*** Source records Section Begins ***

PR #3152, opened 2022-07-03
Visually standardise badges

diksown:
### Description

The *Actions Status* badge (the one that displays Test: passing / Test: failing) had a different left side color from all the other badges. With this commit, a badge from the shields.io website is used, standardising the badge styles.

Comparing the change:

image

### Checklist - did you ...

This is a small visual change on the README, so no further work is needed.

### DIFF
--- a/README.md
+++ b/README.md
@@ -3,7 +3,7 @@
 <h2 align="center">The Uncompromising Code Formatter</h2>
 
 <p align="center">
-<a href="https://github.com/psf/black/actions"><img alt="Actions Status" src="https://github.com/psf/black/workflows/Test/badge.svg"></a>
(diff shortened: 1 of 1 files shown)


cooperlees (commented):
Thanks. I kind of prefer us to use GitHub's official badge. I have more faith in their ability to query their infra's runs more efficiently than a 3rd party. I won't block, but wonder what other maintainers think.

ichard26:
I agree, also this is IMO a bit pointless so there's no good reason to clutter up the file history. Thanks for the PR and the time you put into it, but I vote to reject this PR.

diksown:
Thanks for the feedback about the PR. I'm closing it, given the reasons presented.

Issue #2734, opened 2021-12-31
ESP: a standalone comment causes strings to be merged into one far too long (and requiring two passes to do so)


ichard26:
**To Reproduce**

For example, take this code:

```python
def a():
    CompiledSQL(
        "addresses.id AS addresses_id, "
        "addresses.email_address AS addresses_email_address "
        # note the comma-separated FROM clause
        "IN (__[POSTCOMPILE_primary_keys]) "
        "AND addresses.id = anon_1.id ORDER BY addresses.id",
        ["hmm"]
    )
```

And run it with these arguments:

```sh
$ black file.py --experimental-string-processing
```

The resulting error is:

```
error: cannot format test.py: INTERNAL ERROR: Black produced different code on the second pass of the formatter.  Please report a bug on https://github.com/psf/black/issues.  This diff might be helpful: /tmp/blk_wqp6guhd.log
Oh no! 💥 💔 💥
1 file failed to reformat.
```

```diff
Mode(target_versions={<TargetVersion.PY36: 6>, <TargetVersion.PY38: 8>, <TargetVersion.PY37: 7>}, line_length=88, string_normalization=True, is_pyi=False, is_ipynb=False, magic_trailing_comma=True, experimental_string_processing=True)
--- source
+++ first pass
@@ -1,9 +1,9 @@
 def a():
     CompiledSQL(
         "addresses.id AS addresses_id, "
         "addresses.email_address AS addresses_email_address "
         # note the comma-separated FROM clause
-        "IN (__[POSTCOMPILE_primary_keys]) "
-        "AND addresses.id = anon_1.id ORDER BY addresses.id",
-        ["hmm"]
+        "IN (__[POSTCOMPILE_primary_keys]) AND addresses.id = anon_1.id ORDER BY"
+        " addresses.id",
+        ["hmm"],
     )
--- first pass
+++ second pass
@@ -1,9 +1,8 @@
 def a():
     CompiledSQL(
         "addresses.id AS addresses_id, "
         "addresses.email_address AS addresses_email_address "
         # note the comma-separated FROM clause
-        "IN (__[POSTCOMPILE_primary_keys]) AND addresses.id = anon_1.id ORDER BY"
-        " addresses.id",
+        "IN (__[POSTCOMPILE_primary_keys]) AND addresses.id = anon_1.id ORDER BY addresses.id",
         ["hmm"],
     )
```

*** Source records Section Ends ***

## What is expected
Read through the records above and copy the lines that contain "badges".

## Completed task
Visually standardise badges
The *Actions Status* badge (the one that displays Test: passing / Test: failing) had a different left side color from all the other badges. With this commit, a badge from the shields.io website is used, standardising the badge styles.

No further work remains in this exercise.